En Europe, 10 genres de palmiers sont connus comme plantes hôtes : Brahea, Butia, Chamaerops humilis, Livistona, Phoenix, Sabal, Syagrus, Trachycarpus, Trithrinax et Washingtonia.

Ce papillon a été repéré en Espagne, dans les régions de Valence et de Catalogne, et en France en PACA et Languedoc-Roussillon. Sa présence a été confirmée dans certaines pépinières italiennes, et plus récemment dans un jardin privé de la côte du Sussex au Royaume-Uni.

En 2001 dans le Var, 3 foyers ont été identifiés, à Six-Fours, Cavalaire et Hyères. Depuis il y a une forte probabilité que le papillon se soit étendu à d’autres zones, soit par dispersion à partir des foyers d’origine, soit plus grave par achat de palmiers contaminés. Les plus pessimistes dénombrent quelques milliers de palmiers atteints sur la côte méditerranéenne, mais un recensement exhaustif est impossible.

Cycle biologique : la larve pénètre dans le palmier par l’intermédiaire du rachis de la feuille, soit directement par le stipe. La chenille blanchâtre se développe ensuite dans le stipe. C’est une chenille de grande taille, entre 55 et 70 mm de long, et un palmier peut en contenir plusieurs. Elle dévore la cellulose qui unit les fibres. Le froid hivernal dans les régions infestées semble trop faible pour entraîner la mort des chenilles tous les hivers. La chenille dévore l’intérieur du stipe.
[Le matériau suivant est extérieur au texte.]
PR #58, opened 2026-07-08
spu_lifter: brsl target parse broken by the disasm link register fix, every call lifted as a silent no-op

canersaka:
This is a miscompile class bug that is live on master right now, so flagging it with some urgency: since the disasm fix that added the link register to brsl and brasl operand text (brsl $r0, 0x5488), spu_lifter's _branch_target still reads ops[0], gets the register token instead of the target, and silently returns None. Every brsl in the module then hits the TODO fallback and is emitted as a no-op that only sets the link register. The module compiles and runs, but every call inside it is skipped. The comment in spu_disasm.py saying lift output is unaffected covers the link register recovery only, not the target parse.

The failure is invisible at lift time except for one line, 0 call target(s) in the summary. A SPURS job binary lifted with the broken pair ran straight through its body without issuing its DMA, its event flag write, or its interrupt mailbox doorbell, and everything downstream of it looked like a scheduling bug. Any SPU module lifted since the disasm change has this, so anything regenerated since then should be relifted after this lands.

The fix takes the target from the last operand for the link forms, which handles both the old and new operand text, and the lift summary now warns loudly with addresses whenever a brsl or brasl target fails to resolve, so a dropped call can never be silent again.

Verified: on this repo's current tree, lifting the same SPURS job binary gives 0 call target(s) unfixed and 10 with this fix, matching a lift made before the disasm change; at runtime the module went from returning without doing its work to issuing its calls.

### DIFF
--- a/tools/spu_lifter.py
+++ b/tools/spu_lifter.py
@@ -639,14 +639,20 @@ class SPULifter:
             return ("ctx->pc = ctx->srr0; "
                     "spu_indirect_branch(ctx); return;")
         if mn in ("bisl",):
-            link_rt = insn.raw & 0x7F            # link reg dropped from operands
-            tgt_reg = _reg(ops[0])
+            link_rt = insn.raw & 0x7F
+            # Same interface break as brsl: the disasm fix added the link
+            # register to bisl operand text ("bisl $r0, $r11"), so the TARGET
+            # register is now the LAST operand. ops[0] grabbed the LINK
+            # register, so the emitted indirect call dispatched to link
+            # (= addr+4) and the callee was silently skipped. ops[-1]
+            # handles both operand formats.
+            tgt_reg = _reg(ops[-1])
             return (f"{g(link_rt)} = spu_link(0x{addr + 4:X}); "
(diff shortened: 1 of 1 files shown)


canersaka:
Pushed a second commit: bisl and bisled have the identical break from the same disasm operand change (their text also gained the link register, so the ops[0] parse grabs link instead of the target and the indirect call silently falls through to the next instruction). Found it by sweeping the whole class after the brsl fix: a raw encoding vs lifter output cross check over every branch and call in my corpus plus a full EBOOT, 567787 instructions. Happy to PR that audit tool separately if you want it, it exits nonzero on any disagreement so it can gate lifts the way a conformance suite does.

sp00nznet:
Landed in master via #76. 🎉

GitHub won't flag this one as "merged" — the branch was folded into `draw-engine` during integration, so the SHA was rewritten and the tip no longer matches. To be clear about what that means: **your change is on master under your own authorship**, as `4f98318`:

> spu_lifter: bisl and bisled target register is the last operand, same class as brsl

```
4f98318  Caner Saka <c33.saka@gmail.com>  2026-07-08
```

PR #60, opened 2026-07-08
ppu: FP correctness batch (fcmpu NaN, fcti saturation, single rounding, vctsxs/vctuxs)

canersaka:
Four FP correctness classes found while booting Yakuza through the lifter, all cited against PowerISA Book I and validated on my side. fcmpu and fcmpo now report FU (0b0001, unordered) when either operand is NaN per 4.6.8, where the old emission had no NaN branch at all and took a comparison arm on NaN poisoned data. fctiw, fctiwz, fctid and fctidz now saturate (positive overflow to max, negative and NaN to min) instead of a raw C cast that is undefined behavior on overflow. The ten single precision forms (fadds family, frsp, fsqrts, the fused fmadds family) now round their results to float precision instead of silently keeping full double precision, which changes downstream comparisons in real code. vctsxs and vctuxs saturate the same way. The VMX changes keep this repo's native endian cast convention rather than importing mine.

Verified: 1379 of 1379 conformance checks green on this tree, including 256 new reference cases covering all four classes at cr0 and cr7 and across the overflow, NaN and exact boundary inputs; reverting the lifter change alone and rerunning makes 41 of the new cases fail across all four classes, so the suite discriminates old from new behavior rather than passing vacuously.

### DIFF
--- a/tools/ppu_lifter.py
+++ b/tools/ppu_lifter.py
@@ -116,6 +116,28 @@ SOURCE_PREAMBLE = """\
 #include <string.h>
 #include <math.h>
 
+/* Float->int conversion per Book I 4.6.7: SATURATE out-of-range (positive
+ * overflow => max, negative => min, NaN => min) and honor the rounding mode
+ * (rn=1: FPSCR default round-to-nearest-even via nearbyint; rn=0: the z
+ * forms truncate). A plain C cast here is UB on overflow/NaN and MSVC
+ * sign-flips positive overflow to INT_MIN on x86. */
+static inline uint32_t ppu_f2i32(double v, int rn)
+{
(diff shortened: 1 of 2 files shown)


sp00nznet:
Landed in master via #76. 🎉

GitHub won't flag this one as "merged" — the branch was folded into `draw-engine` during integration, so the SHA was rewritten and the tip no longer matches. To be clear about what that means: **your change is on master under your own authorship**, as `b9761b1`:

> ppu: FP correctness batch (fcmpu NaN, fcti saturation, single rounding, vctsxs/vctuxs)

```
b9761b1  Caner Saka <c33.saka@gmail.com>  2026-07-08
```

PR #61, opened 2026-07-08
ppu: decode and lift stvlx/stvrx/stvlxl/stvrxl (Cell unaligned vector stores)

canersaka:
stvlx, stvrx and their cache hint forms were absent from both the disassembler and the lifter, so a title using Cell unaligned vector stores compiled to silent memory non writes and the corruption surfaced far from the store site. This adds decode and lift for all four, using the same raw byte convention as the existing lvlx and lvrx loads and this repo''s _xea helper style.

Verified: 1304 of 1304 conformance checks green on this tree including 117 new cases across aligned, every unaligned offset, and the zero length edge (EA aligned means stvrx stores nothing); a smoke lift of all four mnemonics emits real byte copy loops, not a TODO fallback.

### DIFF
--- a/tools/ppu_disasm.py
+++ b/tools/ppu_disasm.py
@@ -790,6 +790,27 @@ def decode(insn: int, addr: int = 0) -> Instruction:
             result.operands = f"r{rd}, r{ra}, r{rb}"
             return result
 
+        # Cell unaligned vector STORES (were previously undecoded, so any
+        # vector store using them fell through to the op31_x fallback and got
+        # lifted as a TODO no-op -- a silent memory non-write, not just a
+        # wrong value).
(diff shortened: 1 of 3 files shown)


sp00nznet:
Landed in master via #76. 🎉

GitHub won't flag this one as "merged" — the branch was folded into `draw-engine` during integration, so the SHA was rewritten and the tip no longer matches. To be clear about what that means: **your change is on master under your own authorship**, as `a37a029`:

> ppu: decode and lift stvlx/stvrx/stvlxl/stvrxl (Cell unaligned vector stores)

```
a37a029  Caner Saka <c33.saka@gmail.com>  2026-07-08
```

PR #62, opened 2026-07-08
ppu: value verified CAS for lwarx/stwcx and ldarx/stdcx

canersaka:
stwcx and stdcx succeeded on an address only reservation check and then did a plain store. Under contention that silently reverts a concurrent writer: the other thread''s value lands between the lwarx and the stwcx, the store overwrites it anyway, and the loser''s update just vanishes with nothing to see in a log. Guest lock free structures (SPURS management lines are built on exactly this pattern) corrupt rarely and unreproducibly. The store conditional is now a real compare and swap on the reserved value through atomic builtins, with both the MSVC and clang paths covered, and a failed CAS clears the reservation and reports failure to CR0 the way hardware does.

One note for review: runtime/ppu/ppu_memory.h already contains a value correct lwarx/stwcx pair, but it is dead code, zero includers anywhere in the tree, with a signature incompatible with the lifter''s emission. This PR adds self contained helpers instead and flags that module in the commit message rather than reviving it.

Verified: 1311 of 1311 conformance checks green on this tree including the exact race the fix targets, address matches but the value was changed by a simulated concurrent writer between the load and the store conditional, which must fail and preserve the writer''s value, and does.

### DIFF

A la fin de son évolution, elle se dirige à l’aisselle d’une palme, où elle forme un cocon et se transforme en chrysalide. Un gros papillon de 100 mm d’envergure s’en échappera pour aller pondre sur d’autres palmiers. Il a une durée de vie de 1 à 3 ans.
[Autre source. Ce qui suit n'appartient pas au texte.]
PR #66, opened 2026-07-09
lv2: sys_spu_thread_group_create reads r5 as priority, name from the attr struct

canersaka:
sys_spu_thread_group_create_handler in runtime/syscalls/lv2_register.c read r5 as a guest name pointer and never captured the group priority. The real ABI, per RPCS3's sys_spu.cpp:940 (oracle, behavior only, no code copied), is sys_spu_thread_group_create(id, num, prio, attr): r5 is an s32 priority and the name lives in the attribute struct, whose layout (sys_spu.h:85-90) is nsize at offset 0, the name pointer at 4 and an s32 type at 8. A caller passing a real priority, SPURS uses values like 100 and 250, had that integer dereferenced as a guest address, so the group name came back as garbage or a stray read from low guest memory, and the actual priority was silently dropped.

The handler now reads prio from r5 and nsize, name and type from the attr struct through the file's existing vm_read_be32 helper.

Verified: ps3recomp_runtime rebuilds clean with this as the only changed file (cmake and ninja, 112 of 112 objects)

### DIFF
--- a/runtime/syscalls/lv2_register.c
+++ b/runtime/syscalls/lv2_register.c
@@ -297,15 +297,23 @@ static int64_t sys_spu_initialize_handler(ppu_context* ctx)
     return 0;
 }
 
-/* sys_spu_thread_group_create(out_id_ea, num, name_ea, attr_ea) */
+/* sys_spu_thread_group_create(out_id_ea, num, prio, attr_ea)
+ *
+ * lv2 signature per RPCS3's sys_spu.h (oracle, no code copied): r5 is the
+ * group PRIORITY (an int), NOT a name pointer. The name lives inside the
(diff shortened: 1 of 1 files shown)


sp00nznet:
Landed in master via #76. 🎉

GitHub won't flag this one as "merged" — the branch was folded into `draw-engine` during integration, so the SHA was rewritten and the tip no longer matches. To be clear about what that means: **your change is on master under your own authorship**, as `89afe3e`:

> lv2: sys_spu_thread_group_create reads r5 as priority, name from the attr struct

```
89afe3e  Caner Saka <c33.saka@gmail.com>  2026-07-08
```

PR #68, opened 2026-07-09
ppu: lmw and stmw load store multiple word

canersaka:
﻿lmw and stmw were already decoded by ppu_disasm but fell through to the lifter's TODO catch all, so any guest function using either instruction silently dropped the whole load or store instead of touching the registers or memory at all. This is a port from the Yakuza port's lifter. PowerISA_V2.03_Final_Public.pdf page 72, Book I section 3.3.5, gives EA as (RA=0 ? 0 : GPR[RA]) plus D, then each register from RT (or RS) through r31 is a plain four byte big endian word at EA, EA+4 and so on, RA=0 meaning a literal zero base rather than GPR[0], called out explicitly since the plain loads and stores just above this block do not handle rA=0 that way. These are the named lmw_last and stmw failure classes in the PR 64 torture suite.

Verified: 1303 of 1303 conformance checks green (993 cases, 0 skipped) including 4 new cases covering both directions of the transfer and both the normal and RA=0 addressing forms, backed by a small vm stub added to the conformance suite. Reverting the lifter change alone and keeping the new test cases makes all 4 of the new cases skip as unhandled by the lifter instead of running, since lmw and stmw fall back to the TODO stub without the fix, 989 cases run, 1295 checks passed, 0 failed, 4 skipped, so the suite discriminates old from new behavior.

### DIFF
--- a/tools/ppu_lifter.py
+++ b/tools/ppu_lifter.py
@@ -822,6 +822,41 @@ class PPULifter:
                 return line
             return f"/* {mn} unhandled operands: {insn.operands} */;"
 
+        # ------- Load/Store Multiple Word -------
+        # PowerISA_V2.03_Final_Public.pdf p.72 (Book I, section 3.3.5):
+        #   lmw RT,D(RA):  b = (RA=0) ? 0 : GPR[RA]; EA = b + EXTS(D);
+        #                  for r = RT..31: GPR(r) = 0x0..0 || MEM(EA,4); EA += 4
+        #     (n = 32-RT words load into the LOW-order 32 bits of GPRs RT..31,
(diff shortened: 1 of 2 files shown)


sp00nznet:
Landed in master via #76. 🎉

GitHub won't flag this one as "merged" — the branch was folded into `draw-engine` during integration, so the SHA was rewritten and the tip no longer matches. To be clear about what that means: **your change is on master under your own authorship**, as `2be0eba`:

> ppu: lmw and stmw load store multiple word

```
2be0eba  Caner Saka <c33.saka@gmail.com>  2026-07-09
```

PR #70, opened 2026-07-09
ppu: mulldo overflow form

canersaka:
﻿mulldo and mulldo. are already decoded by ppu_disasm through the same OE suffix decode already used for mulhwo, but the lifter only matched an exact mulld, so a function computing a 64 bit product and checking overflow got the OE bit silently ignored, correct low 64 bits but XER[OV] never set. This is a port from the Yakuza port. PowerISA_V2.03_Final_Public.pdf page 60 and 36 say OE=1 sets XER[OV] to 1 when the true 128 bit signed product does not fit in 64 bits, meaning the high half is not just the sign extension of the low half, and XER[SO] sticky ors with OV. The fix reuses ppc_mulhd, already emitted here for mulhd, to get that high half without signed multiply overflow undefined behavior, so no new helper is needed. This intentionally departs from how the file's other OE form ops behave, adde/subfe and mulhw/mulhwu lift the OE encoding identically to the plain form because their overflow condition is not tracked at all, but mulld's condition is directly computable from a multiply the lifter already performs, so it gets real overflow tracking instead of the file's usual no OV convention for OE forms.

Verified: 1307 of 1307 conformance checks green (995 cases, 0 skipped) including the 6 new cases, 3 value pairs, positive overflow, negative overflow, no overflow, each run through both mulldo and mulldo. Reverting the lifter change alone and keeping the new test cases makes all 6 of the new cases skip as unhandled by the lifter instead of running, since mulldo falls back to the TODO stub without the fix, 989 cases run, 1295 checks passed, 0 failed, 6 skipped, so the suite discriminates old from new behavior.

### DIFF
--- a/tools/ppu_lifter.py
+++ b/tools/ppu_lifter.py
@@ -1241,8 +1241,22 @@ class PPULifter:
                     f"ctx->cr = (ctx->cr & ~(0xFu << {shift})) | (cr_val << {shift}); }}")
 
         # ------- 64-bit multiply / divide -------
-        if mn == "mulld":
+        # mulldo[.]: PowerISA_V2.03_Final_Public.pdf p.60/p.36 -- OE=1 sets
+        # XER[OV] = 1 iff the true 128-bit signed product does not fit in 64
+        # bits (the high 64 bits aren't just the sign-extension of the low),
+        # XER[SO] sticky-ORs with OV. Uses ppc_mulhd (already emitted for
+        # mulhd, above) for the exact high half, avoiding signed-multiply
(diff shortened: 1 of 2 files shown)


sp00nznet:
Landed in master via #76. 🎉

GitHub won't flag this one as "merged" — the branch was folded into `draw-engine` during integration, so the SHA was rewritten and the tip no longer matches. To be clear about what that means: **your change is on master under your own authorship**, as `dfcefb2`:

> ppu: mulldo overflow form

```
dfcefb2  Caner Saka <c33.saka@gmail.com>  2026-07-09
```

PR #72, opened 2026-07-09
ppu: d form loads and stores treat ra 0 as a literal zero base

canersaka:
﻿I found this as a follow up while porting the Yakuza port's store update fix over. The plain D form load and store maps in the lifter, lbz through ld and stb through std, plus the DS form lwa, emitted ctx->gpr[base] + disp unconditionally and never checked whether rA was r0. The same pattern was sitting in the D form floating point loads and stores a little further down the same file, lfs, lfd, stfs and stfd, so those get the identical guard in this change too. PowerISA_V2.03_Final_Public.pdf page 64, Book I section 3.3.2, spells out the D form load rule as EA equals, if RA is 0 then b gets 0 else b gets the contents of RA, plus D, and page 67 gives the identical rule for the D form stores, both explicit that RA equal to 0 means a literal zero base, not the contents of GPR 0, and the floating point loads and stores are D form instructions under the same rule. The indexed X form loads and stores already apply this correctly a few lines further down in the same file, so the plain integer and floating point forms were the odd ones out.

This is a landmine because any absolute address idiom that encodes as disp(0) reads or writes through whatever garbage happens to sit in r0 at that point instead of the intended fixed address, and it only shows up later as corrupted memory somewhere downstream of the instruction that actually misbehaved. Update forms are correctly left alone, since the manual states that RA equal to 0 on an update form is itself an invalid instruction, so there is nothing to guard there.

Verified: 996 of 996 conformance cases green, 1302 of 1302 checks passed, 0 skipped, including the 5 integer cases covering lwz and stw with rA equal to 0 against a poisoned r0, lwz and stw with a normal rA for a no regression check, and lwa with rA equal to 0 for the DS form side, plus 2 more for the floating point side, lfd with rA equal to 0 against a poisoned r0 checked against a known double bit pattern, and stfs with rA equal to 0 checked against the stored single precision bytes. Reverting just the lifter hunk and keeping all the new cases turns 5 of them red, the lwz, stw, lwa, lfd and stfs rA equal to 0 cases each fail on the wrong address while the two rA not equal to 0 regression cases keep passing, 1297 of 1302 checks passed, 5 failed, 0 skipped, so the suite discriminates the old behavior from the fixed one.

### DIFF
--- a/tools/ppu_lifter.py
+++ b/tools/ppu_lifter.py
@@ -779,6 +779,12 @@ class PPULifter:
             return f"ctx->gpr[{ra}] = (uint64_t)ppc_srad(&ctx->xer, (int64_t)ctx->gpr[{rs}], {_imm(ops[2])});"
 
         # ------- Loads -------
+        # PowerISA_V2.03_Final_Public.pdf p.64 (Book I, section 3.3.2, "Load
+        # Word and Zero D-form"): for a D-form load, EA = (RA=0 ? 0 : GPR[RA])
+        # + D -- RA=0 is a LITERAL ZERO base, not GPR[0]. Update forms (lwzu
+        # etc.) are excluded from the rule: p.62 spells out "If RA=0 ... the
+        # instruction form is invalid" for the update forms, so no guard is
+        # needed for the base += disp below.
         load_map = {
             "lbz": ("vm_read8", False), "lbzu": ("vm_read8", False),
             "lhz": ("vm_read16", False), "lhzu": ("vm_read16", False),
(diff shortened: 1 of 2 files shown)


sp00nznet:
Landed in master via #76. 🎉

GitHub won't flag this one as "merged" — the branch was folded into `draw-engine` during integration, so the SHA was rewritten and the tip no longer matches. To be clear about what that means: **your change is on master under your own authorship**, as `8d5f31a`:

> ppu: d form loads and stores treat ra 0 as a literal zero base

```
8d5f31a  Caner Saka <c33.saka@gmail.com>  2026-07-09
```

Dans le Var, des observations ont montré que la période des vols s’étalait entre début juin et fin août, avec un pic en juillet. Une femelle peut pondre entre 110 et 130 oeufs. La totalité du cycle s’étale sur 11 mois. Ses ailes antérieures sont vert olive, ses ailes postérieures sont vivement colorées de taches blanches et noires sur fond rouge orangé. Le papillon vole à environ 1,5 m au dessus des palmiers.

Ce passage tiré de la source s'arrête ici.